* **Supplied material**
++++++++++
PR #5752, opened 2019-06-25
@listing endpoint: Add support for filtering by relative path depth.

### LINKED ISSUE #5513: Extend listing endpoint with depth parameter
_Harvest: `Projekt - Umsetzung GEVER-RIS` - `GEVER API`_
++++++++++
* **About this exercise**
Output the material above in full. Change nothing.

* **Answer box**
PR #5752, opened 2019-06-25
@listing endpoint: Add support for filtering by relative path depth.

### LINKED ISSUE #5513: Extend listing endpoint with depth parameter
_Harvest: `Projekt - Umsetzung GEVER-RIS` - `GEVER API`_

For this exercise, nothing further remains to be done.